> [Input data]:
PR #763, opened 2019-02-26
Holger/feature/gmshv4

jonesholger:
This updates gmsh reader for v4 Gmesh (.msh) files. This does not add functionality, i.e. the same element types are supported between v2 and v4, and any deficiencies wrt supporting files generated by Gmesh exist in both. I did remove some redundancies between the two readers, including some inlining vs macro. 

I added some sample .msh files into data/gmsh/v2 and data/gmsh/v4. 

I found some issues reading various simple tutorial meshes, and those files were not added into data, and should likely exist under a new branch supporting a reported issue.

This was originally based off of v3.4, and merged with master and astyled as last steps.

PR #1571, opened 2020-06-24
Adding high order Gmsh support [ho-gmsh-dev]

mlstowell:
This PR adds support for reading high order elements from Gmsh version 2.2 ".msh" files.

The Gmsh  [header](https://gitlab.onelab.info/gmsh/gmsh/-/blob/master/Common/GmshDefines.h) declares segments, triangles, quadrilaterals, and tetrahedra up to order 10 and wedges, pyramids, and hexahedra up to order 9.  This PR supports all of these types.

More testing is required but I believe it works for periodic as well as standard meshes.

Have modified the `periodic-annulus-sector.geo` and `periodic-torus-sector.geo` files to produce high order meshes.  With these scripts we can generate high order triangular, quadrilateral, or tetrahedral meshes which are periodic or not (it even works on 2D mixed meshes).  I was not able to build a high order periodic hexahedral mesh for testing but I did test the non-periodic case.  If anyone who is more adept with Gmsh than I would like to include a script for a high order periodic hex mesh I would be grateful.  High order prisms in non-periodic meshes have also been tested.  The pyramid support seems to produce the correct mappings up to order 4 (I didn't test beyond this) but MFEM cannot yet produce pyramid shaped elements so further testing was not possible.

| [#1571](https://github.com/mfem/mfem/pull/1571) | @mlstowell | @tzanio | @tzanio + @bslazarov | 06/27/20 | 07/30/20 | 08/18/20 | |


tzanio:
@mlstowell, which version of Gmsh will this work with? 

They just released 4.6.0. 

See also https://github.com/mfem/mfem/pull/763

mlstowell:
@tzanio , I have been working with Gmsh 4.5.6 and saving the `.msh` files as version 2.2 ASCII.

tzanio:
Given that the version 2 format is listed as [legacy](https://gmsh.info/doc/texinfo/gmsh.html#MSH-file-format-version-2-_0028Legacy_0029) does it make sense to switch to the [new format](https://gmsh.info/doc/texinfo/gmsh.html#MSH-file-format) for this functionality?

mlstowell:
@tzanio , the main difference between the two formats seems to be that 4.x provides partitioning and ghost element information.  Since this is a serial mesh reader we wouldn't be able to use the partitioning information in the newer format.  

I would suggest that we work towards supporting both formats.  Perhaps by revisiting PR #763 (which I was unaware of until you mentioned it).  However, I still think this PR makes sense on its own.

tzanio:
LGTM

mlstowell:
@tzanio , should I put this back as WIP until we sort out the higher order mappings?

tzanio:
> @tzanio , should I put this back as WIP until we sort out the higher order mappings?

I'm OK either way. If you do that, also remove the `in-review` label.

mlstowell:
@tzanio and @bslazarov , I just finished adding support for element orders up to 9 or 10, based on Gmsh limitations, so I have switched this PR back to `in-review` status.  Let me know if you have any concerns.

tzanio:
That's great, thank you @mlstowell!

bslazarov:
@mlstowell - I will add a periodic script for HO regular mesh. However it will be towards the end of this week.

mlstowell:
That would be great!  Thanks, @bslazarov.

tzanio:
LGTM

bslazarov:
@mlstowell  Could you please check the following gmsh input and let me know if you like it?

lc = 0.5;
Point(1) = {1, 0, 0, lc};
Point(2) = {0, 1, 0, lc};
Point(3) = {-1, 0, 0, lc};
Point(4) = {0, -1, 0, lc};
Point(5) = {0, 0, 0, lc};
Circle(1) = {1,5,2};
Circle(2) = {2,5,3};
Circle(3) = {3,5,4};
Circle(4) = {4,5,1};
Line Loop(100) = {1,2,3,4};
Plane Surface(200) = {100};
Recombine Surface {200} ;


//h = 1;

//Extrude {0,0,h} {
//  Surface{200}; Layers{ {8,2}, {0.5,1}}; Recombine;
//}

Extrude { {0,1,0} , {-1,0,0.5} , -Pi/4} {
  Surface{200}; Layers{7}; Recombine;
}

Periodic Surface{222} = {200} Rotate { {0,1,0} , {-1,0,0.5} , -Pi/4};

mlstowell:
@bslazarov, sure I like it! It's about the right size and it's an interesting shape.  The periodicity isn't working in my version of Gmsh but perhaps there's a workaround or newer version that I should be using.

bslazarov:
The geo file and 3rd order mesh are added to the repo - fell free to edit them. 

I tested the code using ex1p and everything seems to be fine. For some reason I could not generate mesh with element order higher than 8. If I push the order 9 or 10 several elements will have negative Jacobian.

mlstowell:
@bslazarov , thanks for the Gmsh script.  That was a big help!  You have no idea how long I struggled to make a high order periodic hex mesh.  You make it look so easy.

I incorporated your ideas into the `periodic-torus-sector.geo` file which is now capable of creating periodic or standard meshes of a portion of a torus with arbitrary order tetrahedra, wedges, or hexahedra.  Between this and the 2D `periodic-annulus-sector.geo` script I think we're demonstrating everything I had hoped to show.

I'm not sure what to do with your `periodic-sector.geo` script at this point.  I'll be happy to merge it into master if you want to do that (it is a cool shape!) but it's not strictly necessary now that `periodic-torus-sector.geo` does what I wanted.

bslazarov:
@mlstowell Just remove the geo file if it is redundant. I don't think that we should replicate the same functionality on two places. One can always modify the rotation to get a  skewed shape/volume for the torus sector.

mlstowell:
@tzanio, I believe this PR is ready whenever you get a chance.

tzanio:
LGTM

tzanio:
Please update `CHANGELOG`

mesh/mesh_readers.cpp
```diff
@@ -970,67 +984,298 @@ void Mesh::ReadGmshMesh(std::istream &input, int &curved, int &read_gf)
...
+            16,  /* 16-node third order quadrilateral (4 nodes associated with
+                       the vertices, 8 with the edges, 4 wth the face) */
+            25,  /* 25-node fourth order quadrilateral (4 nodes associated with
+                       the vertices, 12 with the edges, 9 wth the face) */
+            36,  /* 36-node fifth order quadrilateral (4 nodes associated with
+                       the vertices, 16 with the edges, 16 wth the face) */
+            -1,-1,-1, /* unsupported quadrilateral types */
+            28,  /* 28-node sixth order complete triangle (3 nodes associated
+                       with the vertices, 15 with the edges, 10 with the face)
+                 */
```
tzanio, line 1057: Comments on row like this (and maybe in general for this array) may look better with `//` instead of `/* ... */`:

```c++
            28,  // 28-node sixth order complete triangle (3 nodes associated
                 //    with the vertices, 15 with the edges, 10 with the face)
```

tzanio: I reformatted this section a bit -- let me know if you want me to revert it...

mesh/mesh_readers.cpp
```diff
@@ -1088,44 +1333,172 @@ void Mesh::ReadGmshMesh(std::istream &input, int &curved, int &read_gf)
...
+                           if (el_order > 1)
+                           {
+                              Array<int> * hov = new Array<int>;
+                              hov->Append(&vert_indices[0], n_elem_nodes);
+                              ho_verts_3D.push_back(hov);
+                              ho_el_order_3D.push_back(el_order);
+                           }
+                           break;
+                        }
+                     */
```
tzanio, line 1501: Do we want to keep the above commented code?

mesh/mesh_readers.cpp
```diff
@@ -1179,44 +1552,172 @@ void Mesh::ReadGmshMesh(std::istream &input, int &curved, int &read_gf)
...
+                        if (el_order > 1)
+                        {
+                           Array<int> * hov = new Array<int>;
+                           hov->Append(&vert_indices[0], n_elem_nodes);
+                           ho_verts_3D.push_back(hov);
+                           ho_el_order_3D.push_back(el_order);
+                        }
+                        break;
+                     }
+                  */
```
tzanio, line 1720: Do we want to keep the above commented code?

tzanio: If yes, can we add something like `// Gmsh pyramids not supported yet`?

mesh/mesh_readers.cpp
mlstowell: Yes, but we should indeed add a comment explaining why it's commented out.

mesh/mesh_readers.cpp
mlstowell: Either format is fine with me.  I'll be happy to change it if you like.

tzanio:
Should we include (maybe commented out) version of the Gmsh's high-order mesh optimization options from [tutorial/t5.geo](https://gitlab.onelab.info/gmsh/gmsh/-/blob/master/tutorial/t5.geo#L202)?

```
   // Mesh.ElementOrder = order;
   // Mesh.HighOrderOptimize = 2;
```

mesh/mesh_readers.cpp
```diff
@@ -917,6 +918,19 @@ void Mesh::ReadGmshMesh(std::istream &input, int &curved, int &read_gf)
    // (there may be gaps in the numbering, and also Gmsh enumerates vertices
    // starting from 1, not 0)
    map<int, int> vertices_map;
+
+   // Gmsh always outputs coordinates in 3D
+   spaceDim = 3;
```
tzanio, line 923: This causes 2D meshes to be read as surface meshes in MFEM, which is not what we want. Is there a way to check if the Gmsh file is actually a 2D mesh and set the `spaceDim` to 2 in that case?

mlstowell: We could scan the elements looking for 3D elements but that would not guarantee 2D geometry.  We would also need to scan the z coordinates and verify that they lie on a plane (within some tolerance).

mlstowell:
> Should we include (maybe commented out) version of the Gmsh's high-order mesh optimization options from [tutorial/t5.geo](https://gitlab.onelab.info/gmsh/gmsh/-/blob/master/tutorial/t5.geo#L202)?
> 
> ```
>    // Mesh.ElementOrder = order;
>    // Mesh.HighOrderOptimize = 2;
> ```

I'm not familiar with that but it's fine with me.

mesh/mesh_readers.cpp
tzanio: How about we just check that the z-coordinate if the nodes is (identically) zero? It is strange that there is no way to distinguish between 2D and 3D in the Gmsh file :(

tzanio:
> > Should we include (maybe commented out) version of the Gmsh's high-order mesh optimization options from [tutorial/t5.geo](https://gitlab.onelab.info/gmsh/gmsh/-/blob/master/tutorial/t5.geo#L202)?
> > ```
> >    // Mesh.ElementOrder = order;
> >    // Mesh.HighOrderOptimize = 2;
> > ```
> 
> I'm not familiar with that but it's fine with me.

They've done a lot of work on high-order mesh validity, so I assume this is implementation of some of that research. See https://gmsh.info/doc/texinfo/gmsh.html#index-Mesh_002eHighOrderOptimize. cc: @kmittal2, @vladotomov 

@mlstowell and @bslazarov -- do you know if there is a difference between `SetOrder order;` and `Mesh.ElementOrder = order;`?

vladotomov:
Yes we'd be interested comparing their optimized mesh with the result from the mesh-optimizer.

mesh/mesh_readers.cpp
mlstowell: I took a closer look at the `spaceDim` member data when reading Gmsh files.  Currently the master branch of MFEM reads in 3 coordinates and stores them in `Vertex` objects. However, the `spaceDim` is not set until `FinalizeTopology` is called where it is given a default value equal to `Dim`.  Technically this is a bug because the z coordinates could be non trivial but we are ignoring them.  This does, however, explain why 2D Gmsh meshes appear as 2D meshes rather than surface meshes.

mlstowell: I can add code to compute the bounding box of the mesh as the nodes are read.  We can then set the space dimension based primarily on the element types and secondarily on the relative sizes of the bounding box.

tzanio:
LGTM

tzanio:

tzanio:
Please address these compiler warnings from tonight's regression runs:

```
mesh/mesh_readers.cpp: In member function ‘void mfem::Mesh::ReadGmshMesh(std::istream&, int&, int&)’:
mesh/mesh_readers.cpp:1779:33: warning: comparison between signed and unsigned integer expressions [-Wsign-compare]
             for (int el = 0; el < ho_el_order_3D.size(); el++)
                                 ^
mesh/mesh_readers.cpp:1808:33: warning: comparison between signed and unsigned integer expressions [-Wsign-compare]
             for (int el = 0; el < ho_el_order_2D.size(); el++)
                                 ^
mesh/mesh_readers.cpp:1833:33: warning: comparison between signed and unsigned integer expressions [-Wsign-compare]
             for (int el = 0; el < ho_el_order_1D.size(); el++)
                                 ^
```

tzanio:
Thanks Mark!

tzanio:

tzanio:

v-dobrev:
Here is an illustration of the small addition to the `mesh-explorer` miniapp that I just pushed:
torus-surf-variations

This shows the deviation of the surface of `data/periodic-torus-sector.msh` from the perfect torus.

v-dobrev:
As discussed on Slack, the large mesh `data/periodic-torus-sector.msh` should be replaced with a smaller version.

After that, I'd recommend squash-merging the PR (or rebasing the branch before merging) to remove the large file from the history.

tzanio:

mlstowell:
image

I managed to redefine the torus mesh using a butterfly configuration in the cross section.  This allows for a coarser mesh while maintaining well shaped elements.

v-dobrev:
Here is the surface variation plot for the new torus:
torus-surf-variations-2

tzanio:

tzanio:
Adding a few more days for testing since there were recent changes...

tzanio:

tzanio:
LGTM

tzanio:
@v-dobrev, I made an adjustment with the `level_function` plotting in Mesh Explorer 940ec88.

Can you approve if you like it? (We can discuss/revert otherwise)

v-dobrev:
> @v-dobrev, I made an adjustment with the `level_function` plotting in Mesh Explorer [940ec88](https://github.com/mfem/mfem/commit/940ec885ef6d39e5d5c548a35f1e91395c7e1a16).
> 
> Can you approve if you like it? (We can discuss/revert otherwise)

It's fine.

...

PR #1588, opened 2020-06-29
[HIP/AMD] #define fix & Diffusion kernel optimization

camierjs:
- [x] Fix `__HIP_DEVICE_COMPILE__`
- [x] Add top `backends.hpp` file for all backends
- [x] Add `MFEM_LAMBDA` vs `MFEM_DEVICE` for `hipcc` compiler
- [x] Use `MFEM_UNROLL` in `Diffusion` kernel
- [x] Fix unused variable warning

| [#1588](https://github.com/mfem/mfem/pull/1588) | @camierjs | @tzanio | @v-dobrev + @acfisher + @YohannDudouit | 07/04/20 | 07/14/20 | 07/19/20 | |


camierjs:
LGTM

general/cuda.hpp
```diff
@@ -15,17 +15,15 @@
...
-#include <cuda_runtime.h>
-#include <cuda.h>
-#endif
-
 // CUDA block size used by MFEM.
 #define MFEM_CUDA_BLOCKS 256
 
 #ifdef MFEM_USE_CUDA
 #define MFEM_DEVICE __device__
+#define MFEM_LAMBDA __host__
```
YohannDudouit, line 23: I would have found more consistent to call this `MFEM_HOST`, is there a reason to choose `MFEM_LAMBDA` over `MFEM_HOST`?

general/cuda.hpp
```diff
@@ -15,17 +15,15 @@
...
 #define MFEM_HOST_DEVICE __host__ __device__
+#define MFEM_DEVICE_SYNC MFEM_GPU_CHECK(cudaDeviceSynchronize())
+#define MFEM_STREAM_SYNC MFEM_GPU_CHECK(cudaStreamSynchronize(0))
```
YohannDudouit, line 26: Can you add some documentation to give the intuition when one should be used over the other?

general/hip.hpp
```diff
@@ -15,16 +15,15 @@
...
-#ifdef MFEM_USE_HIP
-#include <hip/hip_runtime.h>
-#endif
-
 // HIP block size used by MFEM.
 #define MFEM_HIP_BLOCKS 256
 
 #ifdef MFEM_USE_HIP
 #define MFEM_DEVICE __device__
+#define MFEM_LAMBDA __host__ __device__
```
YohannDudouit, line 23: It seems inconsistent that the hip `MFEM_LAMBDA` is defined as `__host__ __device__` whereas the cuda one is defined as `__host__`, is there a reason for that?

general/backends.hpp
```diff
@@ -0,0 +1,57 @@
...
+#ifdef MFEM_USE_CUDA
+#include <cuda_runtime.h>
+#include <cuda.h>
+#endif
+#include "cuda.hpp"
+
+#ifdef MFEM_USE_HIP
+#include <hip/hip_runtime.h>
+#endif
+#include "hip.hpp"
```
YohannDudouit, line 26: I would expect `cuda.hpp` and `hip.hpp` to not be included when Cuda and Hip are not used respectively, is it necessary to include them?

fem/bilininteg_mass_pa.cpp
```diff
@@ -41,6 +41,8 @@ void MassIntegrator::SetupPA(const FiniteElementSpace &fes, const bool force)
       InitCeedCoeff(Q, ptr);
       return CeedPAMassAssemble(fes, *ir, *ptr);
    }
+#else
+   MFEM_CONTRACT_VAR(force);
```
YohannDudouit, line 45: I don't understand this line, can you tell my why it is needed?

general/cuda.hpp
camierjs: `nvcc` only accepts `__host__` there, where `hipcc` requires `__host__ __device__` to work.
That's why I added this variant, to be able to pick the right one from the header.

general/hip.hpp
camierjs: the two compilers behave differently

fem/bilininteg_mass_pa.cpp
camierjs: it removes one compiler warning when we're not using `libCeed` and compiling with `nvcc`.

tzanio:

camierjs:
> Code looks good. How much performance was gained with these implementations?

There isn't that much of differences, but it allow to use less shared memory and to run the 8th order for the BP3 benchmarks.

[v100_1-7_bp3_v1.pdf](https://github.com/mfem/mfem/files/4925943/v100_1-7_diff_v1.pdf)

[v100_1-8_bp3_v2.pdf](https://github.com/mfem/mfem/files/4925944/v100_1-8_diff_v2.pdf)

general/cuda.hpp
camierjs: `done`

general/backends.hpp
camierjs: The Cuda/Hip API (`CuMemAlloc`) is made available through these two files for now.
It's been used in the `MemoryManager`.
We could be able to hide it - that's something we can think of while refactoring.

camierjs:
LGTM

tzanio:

...

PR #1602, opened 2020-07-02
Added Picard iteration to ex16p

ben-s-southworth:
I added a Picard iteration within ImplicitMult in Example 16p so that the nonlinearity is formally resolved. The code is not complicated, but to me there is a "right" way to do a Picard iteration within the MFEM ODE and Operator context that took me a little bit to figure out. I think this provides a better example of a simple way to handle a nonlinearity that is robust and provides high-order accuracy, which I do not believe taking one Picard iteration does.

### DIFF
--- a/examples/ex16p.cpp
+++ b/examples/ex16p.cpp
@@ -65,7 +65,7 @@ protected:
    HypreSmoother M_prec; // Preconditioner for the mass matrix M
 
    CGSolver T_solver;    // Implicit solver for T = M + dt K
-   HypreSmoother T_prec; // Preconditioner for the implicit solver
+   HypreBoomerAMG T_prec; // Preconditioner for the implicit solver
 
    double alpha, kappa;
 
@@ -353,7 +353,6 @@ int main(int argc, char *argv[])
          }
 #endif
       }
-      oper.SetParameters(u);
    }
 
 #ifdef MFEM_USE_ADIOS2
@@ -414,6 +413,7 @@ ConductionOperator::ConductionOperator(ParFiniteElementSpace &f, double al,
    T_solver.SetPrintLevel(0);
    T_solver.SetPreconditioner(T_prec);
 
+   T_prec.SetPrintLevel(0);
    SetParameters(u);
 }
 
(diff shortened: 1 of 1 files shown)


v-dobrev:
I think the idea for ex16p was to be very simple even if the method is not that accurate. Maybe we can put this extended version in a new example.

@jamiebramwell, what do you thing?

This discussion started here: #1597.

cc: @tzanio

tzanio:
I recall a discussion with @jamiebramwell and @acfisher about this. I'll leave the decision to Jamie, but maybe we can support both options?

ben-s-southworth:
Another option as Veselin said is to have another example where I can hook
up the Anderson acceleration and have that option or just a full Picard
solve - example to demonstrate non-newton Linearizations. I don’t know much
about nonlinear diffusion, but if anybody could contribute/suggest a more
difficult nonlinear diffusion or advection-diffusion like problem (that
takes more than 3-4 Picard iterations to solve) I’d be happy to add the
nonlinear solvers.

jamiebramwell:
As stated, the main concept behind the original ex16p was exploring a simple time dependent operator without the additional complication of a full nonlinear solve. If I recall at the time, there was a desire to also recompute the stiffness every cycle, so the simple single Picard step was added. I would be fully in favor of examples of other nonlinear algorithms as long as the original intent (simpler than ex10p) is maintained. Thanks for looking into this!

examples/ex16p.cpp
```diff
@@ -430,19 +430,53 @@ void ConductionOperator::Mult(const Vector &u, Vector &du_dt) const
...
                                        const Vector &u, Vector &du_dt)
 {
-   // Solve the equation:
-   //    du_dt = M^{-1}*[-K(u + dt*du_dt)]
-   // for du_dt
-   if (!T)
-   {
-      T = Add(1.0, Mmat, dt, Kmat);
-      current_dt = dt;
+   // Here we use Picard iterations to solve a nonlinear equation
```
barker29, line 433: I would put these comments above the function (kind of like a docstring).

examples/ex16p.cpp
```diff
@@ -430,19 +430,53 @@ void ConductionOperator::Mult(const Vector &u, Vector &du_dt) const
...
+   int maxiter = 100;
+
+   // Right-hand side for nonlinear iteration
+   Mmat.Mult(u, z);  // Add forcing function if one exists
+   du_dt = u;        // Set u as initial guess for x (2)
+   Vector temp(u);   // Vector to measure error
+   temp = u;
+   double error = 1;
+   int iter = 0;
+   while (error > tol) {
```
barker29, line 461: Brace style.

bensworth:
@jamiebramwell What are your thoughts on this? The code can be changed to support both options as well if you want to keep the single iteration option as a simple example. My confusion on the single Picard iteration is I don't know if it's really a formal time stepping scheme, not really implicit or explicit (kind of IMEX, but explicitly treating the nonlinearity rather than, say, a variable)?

> [Task instructions]:
From the listing, copy every line where the string "ifdef" appears.

> [Your solution]:
 #ifdef MFEM_USE_CUDA
-#ifdef MFEM_USE_HIP
 #ifdef MFEM_USE_HIP
+#ifdef MFEM_USE_CUDA
+#ifdef MFEM_USE_HIP
 #ifdef MFEM_USE_ADIOS2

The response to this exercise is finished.